Bismillahirrahmanirrahim
Allah, Muhammed’i ve ailesini selat eylesin, yeniden ortaya çıkmalarını hızlandırsın ve düşmanlarını lanetlesin.
Canlı yayınlanan iletişim toplama programları sırasında Fas’tan kendisine yöneltilen bir soruya cevap olarak, Şeyh El-Habib, Müslümanların toplanması ve sözlerinin birleştirilmesi konusundaki görüşünü, bahsettiği beş pratik ilkeye bağlı kalarak ve İslam milleti için Kurtuluş çerçevesini temsil eden görüşünü sundu.
Aşağıda bu ilkelerin bir özeti verilmiştir:
1-Düşünce özgürlüğü ve ifade özgürlüğü garantisi:
Eğer gerçekten toplanmaya çalışırsak, her şeyden önce, her tarafa düşünce özgürlüğünü garanti etmeli ve insanlara karşı zulüm veya susturma olmamalıdır. Bu şekilde, herkesin fikrini araştırma masasında sunma özgürlüğü vardır. Dahası, zihninde neler olup bittiğine, Doktrini ve Mezhebi ile ilgili olarak ifade özgürlüğüne sahip olmalı ve iki çelişkili taraf arasındaki bu olumlu söylemin ortak bir kelimeye ulaşmak için olması gerekir.

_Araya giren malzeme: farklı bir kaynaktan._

Issue #139, opened 2022-02-07
Add Clippy to CI build


hannobraun:
I think it makes sense to add Clippy to the CI build, as it often has valid complaints. However, it shouldn't be added blindly. First, we shouldn't add it, if it causes a million warnings right away. There should be a clean-up first, to make sure all applicable warnings are fixed. Second, if during that clean-up we come across Clippy warnings that aren't applicable, those should be disabled.

Labeling as https://github.com/hannobraun/Fornjot/labels/good%20first%20issue, as this doesn't require a lot of knowledge of Fornjot, and going through the warnings could be a good way to get to know the code base a little.

ObiWanRohan:
Is someone working on this?

hannobraun:
Not to my knowledge. @hendrikmaus was working on adjacent build system topics, but he said he's interested in #104.

Feel free to pick this up, if you're interested! Please note that there's some discussion about how to add more things to the CI build in https://github.com/hannobraun/Fornjot/issues/64 that is relevant here too.

hendrikmaus:
I can recommend to use this step: https://github.com/hendrikmaus/rust-workflows/blob/master/.github/workflows/ci.yaml#L90

Clippy should not run in a matrix, linting the codebase on one OS is enough.

hendrikmaus:
Basically, we can use the entire workflow here as is https://github.com/hendrikmaus/rust-workflows/blob/master/.github/workflows/ci.yaml

hannobraun:
> Clippy should not run in a matrix, linting the codebase on one OS is enough.

Thank you, @hendrikmaus, good point!

I still want a script with all the essentials (`test`, `clippy`, `fmt`, ...) that a developer can execute locally, to gain confidence that CI will pass. Going back-and-forth with the CI build can be a nuisance, especially if you're new to a project and don't know everything that the CI build checks for.

That doesn't have to be a part of this issue though. I'd be happy to call this complete, if we have warning-free Clippy build that is checked on CI.

hendrikmaus:
Regarding local checking, I usually run multiple terminals + cargo watch to run clippy and tests on every code change. Those commands are either in my shell history or I have a Justfile or Makefile wrapping them.

One could also look into making that setup easier with https://github.com/Canop/bacon which recently released a brand new major version.

hannobraun:
Interesting, I didn't know bacon!

[...]

PR #206, opened 2022-02-18
build: add `rust-toolchain.toml` configuration file

hendrikmaus:
This change-set introduces the `rust-toolchain.toml` file to the root of the project. This file will ensure that all contributors and CI pipelines always compile the project with the same Rust version.

This file is automatically picked up by `rustup`, which is the defacto standard in the Rust ecosystem to manage the toolchain.

You can test and see the override by checking out this branch and running:

_Aside: in the example below, my system already had the toolchain installed. If that is not the case, see below._

```shell
$ rustup toolchain list
stable-x86_64-unknown-linux-gnu (default)
nightly-x86_64-unknown-linux-gnu
1.58.1-x86_64-unknown-linux-gnu (override)
```

And you happen to see `1.58.1-x86_64-unknown-linux-gnu (override)`, where `override` indicates that `rustup` read the configuration and uses the desired toolchain.

If you do not (yet) have the desired toolchain installed, the first call to build the project using `cargo` will automatically leverage `rustup` to install the toolchain. You can try by:

```shell
$ rustup uninstall 1.58.1-x86_64-unknown-linux-gnu

$ rustup toolchain list
stable-x86_64-unknown-linux-gnu (default)
nightly-x86_64-unknown-linux-gnu

$ cargo build
info: syncing channel updates for '1.58.1-x86_64-unknown-linux-gnu'
info: latest update on 2022-01-20, rust version 1.58.1 (db9d1b20b 2022-01-20)
info: downloading component 'cargo'
info: downloading component 'clippy'
info: downloading component 'rust-docs'
info: downloading component 'rust-std'
info: downloading component 'rustc'
info: downloading component 'rustfmt'
info: installing component 'cargo'
info: installing component 'clippy'
info: installing component 'rust-docs'
info: installing component 'rust-std'
info: installing component 'rustc'
info: installing component 'rustfmt'
```

PR #208, opened 2022-02-18
Add clippy to CI and fix warnings

ObiWanRohan:
Add a workflow to run Clippy.

Solving issue #139


.github/workflows/test.yml
```diff
@@ -0,0 +1,102 @@
...
+      - main
+      - master
+    paths-ignore:
+      - "docs/**"
+      - "**.md"
+  pull_request:
+    types:
+      - opened
+      - reopened
+      - synchronize
```
hannobraun, line 21: What does this mean, in practical terms? Does it leave out draft pull requests?

cc @hendrikmaus

.github/workflows/test.yml
```diff
@@ -0,0 +1,102 @@
...
+# Continuous Integration Workflow For Rust
+name: CI
+
+# Define the triggers; usually merges to the repository
+# default branch and pull-requests
+on:
+  push:
+    branches:
+      - main
+      - master
```
hannobraun, line 13: We actually just need the `main` branch here.
```suggestion
```

.github/workflows/test.yml
```diff
@@ -0,0 +1,102 @@
...
+
+  clippy:
+    name: Clippy Check
+    strategy:
+      matrix:
+        os:
+          - ubuntu-latest
+          - macOS-latest
+          - windows-latest
+    runs-on: ${{matrix.os}}
```
hannobraun, line 91: As per the discussion in #139, I don't think we need to run Clippy on all operating systems.
```suggestion
    runs-on: ubuntu-latest
```

.github/workflows/test.yml
```diff
@@ -0,0 +1,102 @@
...
+  CARGO_TERM_COLOR: always
+
+defaults:
+  run:
+    shell: bash
+
+jobs:
+  check:
+    name: Check
+    runs-on: ubuntu-20.04
```
hannobraun, line 41: What's the reasoning for using `ubuntu-20.04` here? `ubuntu-latest` is used below.

cc @hendrikmaus

hannobraun (changes requested):
Thank you for the pull request, @ObiWanRohan!

I've left some comments with questions and change suggestions.

In addition, there are some problem and questions that need to be addressed before this can be merged:

- The new jobs are failing, complaining about a missing rust-toolchain file. I don't understand why. One was added earlier today (https://github.com/hannobraun/Fornjot/pull/206), and this pull request seems to be up-to-date with `main`.
- Does it make sense to also run `cargo build`, not just `cargo test`? They're *mostly* redundant, but a `cargo build` might expose additional problems, like linker issues. Might be irrelevant right now.
- We already have [existing CI jobs](https://github.com/hannobraun/Fornjot/blob/main/.github/workflows/fornjot.yml) that would need to be removed, or merged into the new jobs.
- I'm concerned about using so many different jobs. Wouldn't starting a new runner cause overhead each time, resulting in a longer CI build? Wouldn't it be better to just have one job per platform, with the appropriate steps specified for each? That would also cut down on some redundant `uses` declarations.
- Can we configure Dependabot to update all those actions? It might be tedious to keep them up-to-date manually.

ObiWanRohan:
I should've created this as a draft PR.
This was just an initial commit to have a baseline of what was happening so bear with me as I ready this PR.

About your questions:
- About the rust toolchain issue, this seems to be an issue with the action. It isn't reading the new `rust-toolchain.toml` file. 
The issue is being tracked [here](https://github.com/actions-rs/toolchain/issues/126).
**For a workaround** - Is there a specific reason to use Rust toolchain version `1.58.1`? Or can we pin it to stable? It can be used as a static argument to the workflow.
- For the second and third points, I thought this workflow would be separate than the other workflows, and this one would run more frequently than the other build workflows.
- This workflow is only going to run on one platform, so I'm not sure if it would matter currently
- I'll check if Dependabot can do it. It would be of much help if it has the ability.

hannobraun:
> I should've created this as a draft PR.
> This was just an initial commit to have a baseline of what was happening so bear with me as I ready this PR.

Understood. I've converted the pull request to a draft (I think you could have done this too; there's a subtle link in the upper right under *Reviewers*). Just convert it back, once you feel it's ready.



> * About the rust toolchain issue, this seems to be an issue with the action. It isn't reading the new `rust-toolchain.toml` file.
>       The issue is being tracked [here](https://github.com/actions-rs/toolchain/issues/126).
>       **For a workaround** - Is there a specific reason to use Rust toolchain version `1.58.1`? Or can we pin it to stable? It can be used as a static argument to the workflow.

Ah, got it. Yeah, I think we can pin it to stable, as a workaround. I don't feel strongly anyway, about whether we should pin to stable in `rust-toolchain.toml`, or whether we should control the version tightly.


> * For the second and third points, I thought this workflow would be separate than the other workflows, and this one would run more frequently than the other build workflows.
> * This workflow is only going to run on one platform, so I'm not sure if it would matter currently

The workflow I linked runs on every push to a pull request, so just as often as this one. There's really no difference between them, except that this one is new and contains more stuff. There's the same intent behind them, to test pull requests.

There's also the [*Compile Binaries* workflow](https://github.com/hannobraun/Fornjot/blob/main/.github/workflows/binaries.yml) (might get renamed soon), which only runs when `main` is pushed to. That one is separate.



> * I'll check if Dependabot can do it. It would be of much help if it has the ability.
> Looks like Dependabot has the ability to update the actions workflows too

That's great, thanks for checking :+1:

.github/workflows/test.yml
```diff
@@ -0,0 +1,95 @@
...
+      - synchronize
+    paths-ignore:
+      - "docs/**"
+      - "**.md"
+  # The following makes this workflow re-usable by other repositories
+  # without having to copy the entire thing.
+  #
+  # See https://docs.github.com/en/actions/learn-github-actions/reusing-workflows
+  workflow_call: {}
+
```
hendrikmaus, line 29:
```suggestion

```

This makes the original workflow be a re-usable one. We can drop that here.

hendrikmaus:
> About the rust toolchain issue, this seems to be an issue with the action. It isn't reading the new rust-toolchain.toml file.
The issue is being tracked https://github.com/actions-rs/toolchain/issues/126.
For a workaround - Is there a specific reason to use Rust toolchain version 1.58.1? Or can we pin it to stable? It can be used as a static argument to the workflow.

That is a really unfortunate issue. I did not see that one coming 🤔 I think pinning to stable is fine though.

> I'm concerned about using so many different jobs. Wouldn't starting a new runner cause overhead each time, resulting in a longer CI build? Wouldn't it be better to just have one job per platform, with the appropriate steps specified for each? That would also cut down on some redundant uses declarations.

@hannobraun since jobs run in parallel, the time issue is negligible. The matrix job should be kept separate, but the rest can be combined if you are more comfortable with it. Originally, I put them into individual ones for readability in the checks section of a pull-request. At a glance, you'd immediately see what part of CI went south.

> The workflow I linked runs on every push to a pull request, so just as often as this one. There's really no difference between them, except that this one is new and contains more stuff. There's the same intent behind them, to test pull requests.

The existing workflow https://github.com/hannobraun/Fornjot/blob/main/.github/workflows/fornjot.yml is superseded by this one can can be removed.

---

Glad to get some feedback out of this to improve rust-workflows :)

hendrikmaus:
I also added the _same_ `rust-roolchain.toml` to rust-workflows and everything builds flawlessly 🤔 https://github.com/hendrikmaus/rust-workflows/pull/40

hendrikmaus:
> You're definitely the expert here. So if you're telling me it's best practice to do it this way, and it won't affect the runtime negatively (at least most of the time), that's fine by me.

Thanks for the praise. I'd stick with this job-split until we notice a negative impact that is significant enough to hurt the workflow. Until then, I'd keep it like it is in favor of the user experience when glancing at the "checks" section of a pull-request.

.github/workflows/test.yml
```diff
@@ -0,0 +1,95 @@
...
+          command: test
+
+  clippy:
+    name: Clippy Check
+    runs-on: ubuntu-latest
+    steps:
+      - uses: actions/checkout@ec3a7ce113134d7a93b817d10a8272cb61118579
+      - uses: actions-rs/toolchain@568dc894a7f9e32ffd9bb7d7a6cebb784cdaa2b0
+        with:
+          profile: minimal
```
hendrikmaus, line 89:
```suggestion
          toolchain: stable
          profile: minimal
```

.github/workflows/test.yml
```diff
@@ -0,0 +1,95 @@
...
+    strategy:
+      matrix:
+        os:
+          - ubuntu-latest
+          - macOS-latest
+          - windows-latest
+    runs-on: ${{matrix.os}}
+    steps:
+      - uses: actions/checkout@ec3a7ce113134d7a93b817d10a8272cb61118579
+      - uses: actions-rs/toolchain@568dc894a7f9e32ffd9bb7d7a6cebb784cdaa2b0
```
hendrikmaus, line 76:
```suggestion
      - uses: actions-rs/toolchain@568dc894a7f9e32ffd9bb7d7a6cebb784cdaa2b0
        with:
          toolchain: stable
```

hendrikmaus:
I added a couple of suggestions with the stable toolchain. That way, it also works as expected in rust-workflows.

.github/workflows/test.yml
```diff
@@ -0,0 +1,95 @@
...
+        with:
+          profile: minimal
+      - uses: Swatinem/rust-cache@1232abb8968faf344409165de17cbf9e7f340fd8
+      - uses: actions-rs/cargo@4ff6ec2846f6e7217c1a9b0b503506665f134c4b
+        with:
+          command: check
+
```
hendrikmaus, line 50:
```suggestion
```

Actually, I cam to the conclusion that we can drop `cargo check` because we are running `cargo clippy`. The latter does the same as the former and supersedes it with more functionality.

hannobraun: Yeah, makes sense.

ObiWanRohan:
> I also added the same rust-roolchain.toml to rust-workflows and everything builds flawlessly 🤔 https://github.com/hendrikmaus/rust-workflows/pull/40

@hendrikmaus You're correct. I added the `override: stable` argument to the toolchain action, and the `rust-toolchain.toml` file was picked by `rustup`.

hendrikmaus:
Ci-wise this looks fine now @ObiWanRohan - thank you.

---
The changes in the `src` directory shouldn't show up in this change-set though 🤔

ObiWanRohan:
> The changes in the src directory shouldn't show up in this change-set though 🤔

Those are due to the trivial fixes which I did from the Clippy suggestions and the merge from the `main` branch to resolve conflicts

hendrikmaus:
Ah got it, should've looked at the change-set myself 🤦🏻 

IMHO I would always submit two or more change-sets in this situation to keep the concerns separated: 1) mutate the CI pipeline 2) code changes. That is because either change can have side-effects which could make you revert partial patches. That is way cleaner if each change-set is bound to a single concern. If that makes sense :)

@hannobraun are you happy to merge the change-set like this anyway?

hannobraun:
I also prefer to have separate concerns (like fixing Clippy warnings and making CI changes) in separate pull requests. One additional reason, on top of what @hendrikmaus mentioned, is to get changes in as soon as possible. I might merge a change today that conflicts with Clippy fixes in this PR, which would then cause unnecessary work for @ObiWanRohan.

As a general rule, everything that makes sense on its own should be merged right away (but obviously you don't need to make one pull request per minute for 10 minutes, if you're doing a bunch of small cleanups; use your judgement).

But that's not a blocker. I'd be happy to merge the PR anyway.

There are two things I'd like to see done before merging, ideally:
- Fix the existing Clippy warnings, ideally in a separate pull request. I'd prefer the check to be green when merging it.
- Remove the now redundant "Build Fornjot" workflow.

But those aren't hard blockers either. If @ObiWanRohan ran out of time and couldn't work on this for a while, for example, I'd prefer to merge the existing improvements and make further changes later, instead of letting this sit here to suffer from bit rot.

Also, as a general note, if merge conflicts need to be resolved in a pull request, I prefer the pull request to be rebased, instead of a merge commit being created. That leaves a simpler (and thus easier to review) history. This isn't a hard requirement either.

(And by the way, this isn't a full review. I haven't looked at the commits for a while; this is just some stuff I noticed.)

therealprof:
Whoops, sorry, I just noticed this PR. I've fixed some of the lints with #232. My bad.

The now remaining lints were not quite as clear cut which why I haven't addressed them yet. Might require some more consideration...

ObiWanRohan:
I just got back to this PR.

I agree that the Clippy fixes are probably better suited to a separate PR.
 @hannobraun Should I revert the commits with the Clippy changes or is it okay if I reset my branch and do a force push?

hannobraun:
@therealprof 
> Whoops, sorry, I just noticed this PR. I've fixed some of the lints with #232. My bad.

My preferred solution to that problem is to get changes merged as early as practical, exactly so that contributors like you don't have to be aware of all ongoing work :smile: 


@ObiWanRohan 
> Should I revert the commits with the Clippy changes or is it okay if I reset my branch and do a force push?

My favorite solution would be to have the Clippy fixes in a separate pull request (or even multiple, if some are uncontroversial and can be merged right away, while other require discussion), then rebase/force-push this pull request to have the CI changes as a separate pull request with a clean history.

But the whole point of my preferences is to make the workflows here efficient, and that's going to depend on the developer and the work. If you think you might want to fiddle with the CI some more, it's probably best to submit the other changes separately. If you want to do a final push to get everything over the finish line in one go, than just do that. Whatever works best for you!

ObiWanRohan:
I have removed the previous checks (`LinuxLatest`, `MacOsLatest`, and `WindowsLatest`), and added the same steps to the new workflow. Those would run in the matrix check.

.github/workflows/test.yml
```diff
@@ -0,0 +1,84 @@
...
+      - uses: actions-rs/toolchain@568dc894a7f9e32ffd9bb7d7a6cebb784cdaa2b0
+        with:
+          toolchain: stable
+          profile: minimal
+      - run: rustup component add clippy
+      - uses: Swatinem/rust-cache@1232abb8968faf344409165de17cbf9e7f340fd8
+      - uses: actions-rs/clippy-check@9d09632661e31982c0be8af59aeb96b680641bc4
+        with:
+          token: ${{ secrets.GITHUB_TOKEN }}
+          args: --all-features
```
hendrikmaus, line 84:
```suggestion
          args: --all-features
          name: CI / Clippy run
```
This should make for a nicer name to appear in the "checks" section of a pull-request. By default, the job's name appears as `clippy_check`.

hendrikmaus:
I think this one is ready to be merged 👍🏻 Nicely done @ObiWanRohan

.github/dependabot.yml
```diff
@@ -4,3 +4,9 @@ updates:
     directory: "/"
     schedule:
       interval: "weekly"
+
+  - package-ecosystem: "github-actions"
+    directory: "/"
+    schedule:
+      # Check for updates to GitHub Actions every weekday
```
hannobraun, line 11: That comment doesn't match the code. I think weekly is fine.
```suggestion
```

hannobraun (approved):
I agree that this looks very good. Thank you @ObiWanRohan!

I'm happy to merge as-is, with a few reservations:
- I found one tiny issue. Left a comment. I can probably apply the fix myself, after leaving this review.
- I'd prefer to have all Clippy warnings fixed or suppressed before merging, but it's also okay to fix them soon-ish after merging this check. I'll open an issue.
- GitHub tells me this branch is out-of-date with the base branch, but doesn't show me the button to let me rebase it. I'll look into that after leaving the review.

If I can cajole GitHub into letting me rebase, I'll merge this right after leaving this review. If I have to manually rebase, I'll do that later today.

Thanks again, @ObiWanRohan, and thank you @hendrikmaus for the help!

hannobraun (changes requested):
Ah, I can't apply my own review suggestion. Looks like @ObiWanRohan didn't check that box that would allow me to push changes to the branch. This would also explain why I can't rebase.

So, happy to merge, once:
1. My suggestion is applied.
2. @hendrikmaus's suggestion also looks good. I see no reason not to apply that too.
3. The branch has been rebase on `main`.

.github/workflows/test.yml
ObiWanRohan: The name currently appears as `CI / Clippy Check`, the name is configured here

https://github.com/ObiWanRohan/Fornjot/blob/6155a28d9ee469440edb479134b9a87c1396ba5f/.github/workflows/test.yml#L71

ObiWanRohan:
@hannobraun The PR is ready to merge. 
There are some workflows which are shown as the 3 expected checks. I think that is something to be done with the merge settings

hannobraun (approved):
Thank you, @ObiWanRohan, yet again!

> There are some workflows which are shown as the 3 expected checks. I think that is something to be done with the merge settings

Yes, those must be because of the branch protection settings. I should be able to take care of this on my end.

hannobraun:
Opened #261.

.github/workflows/test.yml
hendrikmaus: The job emits a check and the step it runs emits another. I don't know a way to solve that right now.

hannobraun: I don't think it's much of a problem. Just mentioned it because it seemed related to the discussion here regarding the name displayed under "checks".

Bu şekilde, hiç kimse bir camide minbere cikamaz ve örneğin Aişe’yi öven bir konuşma yapamaz, diğer yandan rakibin minbere tırmanmasını ve Ayşe’nin karakterini eleştirmesini ve farklı bir bakış açısı ifade etmesini engelleyebilir. Bu düşünce özgürlüğüne ve ifade özgürlüğüne aykırıdır.

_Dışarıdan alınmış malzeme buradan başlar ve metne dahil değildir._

PR #217, opened 2022-02-19
Add a hacky model bounding box info to rendering UI

### LINKED ISSUE #134: Adding dimension rendering?
I was having a quick look at how difficult it would be to add an overlay to display the dimensions of the rendered object but I got lost in the tons of indirections to figure out where the actually rendered data would have to be created.

therealprof:
Closes #134

### DIFF
--- a/src/graphics/config_ui.rs
+++ b/src/graphics/config_ui.rs
@@ -6,6 +6,8 @@ use wgpu_glyph::{
     GlyphBrush, GlyphBrushBuilder, Section, Text,
 };
 
+use crate::math::Aabb;
+
 use super::{draw_config::DrawConfig, COLOR_FORMAT};
 
 #[derive(Debug)]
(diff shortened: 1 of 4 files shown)


therealprof:
@hannobraun As you mentioned the current model rendering and UI code is a bit limited so maybe this would suffice as temporary hack.

hannobraun (approved):
Thank you, @therealprof, looks good!

> As you mentioned the current model rendering and UI code is a bit limited so maybe this would suffice as temporary hack.

Yes, definitely. No point in trying to have the perfect UI, based on the current infrastructure :smile:

therealprof:
Whoops, I noticed I forgot to add a ChangeLog entry. 😅

hannobraun:
> Whoops, I noticed I forgot to add a ChangeLog entry. :sweat_smile:

That's actually not necessary! I prefer to update the changelog at release time. That puts less of a burden on contributors and is not much extra work for me, since I edit the changelog pretty heavily anyways (by grouping related work into a single entry, for example).

PR #218, opened 2022-02-20
Fixed example in README to actually work

therealprof:


hannobraun (approved):
Thank you, @therealprof, good catch!

PR #233, opened 2022-02-22
build: introduce bacon configuration file

hendrikmaus:
_Aside: it is perfectly fine to reject this pull-request, if the root of the project gets too many tool-specific config files._

This change-set introduces a project-level configuration for the developer utility [`bacon`](https://dystroy.org/bacon/). Bacon allows for running various jobs, e.g. `cargo check` continuously. It functions similarly to `cargo watch` (also a 3rd party plugin to `cargo`) in that it monitors the filesystem and re-runs the given job at hand. One can run multiple instances of bacon in multiple terminal windows. There are no known side-effects on other tools that I know of.

I created the default configuration using `bacon --init`. Then I added a job called [`nextest`](https://nexte.st/) (short cut `n`) to use `nextest` (`cargo install nextest`; `cargo nextest run`), which is quite an interesting new test runner that I am starting to use across projects.

I tried to use bacon's global configuration to define jobs, but that is not supported. Jobs are project-level only. However, one can set certain defaults for oneself (see https://dystroy.org/bacon/#global-preferences) if desired.

I left the default job at `cargo check`, but we can change it to `clippy` later on.

### DIFF
--- a/bacon.toml
+++ b/bacon.toml
@@ -42,7 +42,7 @@ need_stdout = false
 [jobs.doc-open]
 command = ["cargo", "doc", "--color", "always", "--no-deps", "--open"]
 need_stdout = false
-on_success = "back"                                                    # so that we don't open the browser at each change
+on_success = "back" # so that we don't open the browser at each change
 
 # You can run your application and have the result displayed in bacon,
 # *if* it makes sense for this crate. You can run an example the same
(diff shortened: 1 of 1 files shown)


hannobraun (approved):
Thanks, @hendrikmaus!

Happy to merge this, and looking forward to trying Bacon and nextest.

I think having this kind of configuration in the repository (along with other configuration, like IDE-specific settings) is fine, as long as they get used. If we accumulate too much stuff, I might clean out configuration that doesn't get used contributors regularly.

PR #238, opened 2022-02-22
Privatize Triangle struct

therealprof:


hannobraun (approved):
Thank you, @therealprof!

This makes sense. It will allow us to validate triangles in the future (make sure these are three different points not on a line).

Bu nedenle, ideolojik çeşitliliği, İslam milletinin bu karakterler üzerinde tartışıldığı ve onlar hakkında sadece bir görüş olmadığı gerçeğini kabul etmek gerekir. Diğer tarafın özgürlüğüne engel olduğu sürece birleşmek mümkün değildir.
2-Dalkavukluk veya nezaket yerine, Dürüstlük ve gizleme
Birleşmek ve bir araya gelmek istiyorsak, önce birbirimize karşı dürüst olmalıyız. Bu nedenle, tartışma ve diyalog masasına otururken, karşıt taraflar birbirlerine karşı dürüst olmalı, her biri inandığını ifade etmekte dürüst olmalıdır.
Dalkavukluk, nezaket, kandırmaca ve şekerleme ile başlamak, karşıt tarafları bir sonuca götürmez. Zira toplanacak parçaların tartışmalı konuları nezaket göstermeden tartışması ve sonra ortak bir söze ulaşması gerekiyor.
Müslüman mezhepleri bir araya getiren bu tür konferanslarda ortaya çıkan şey, tartışmalı konuları tartışmak yerine ortaklıkları tartışmalarıdır! Dolayısıyla bunların İslam milleti üzerinde gerçek bir etkisi görmüyoruz.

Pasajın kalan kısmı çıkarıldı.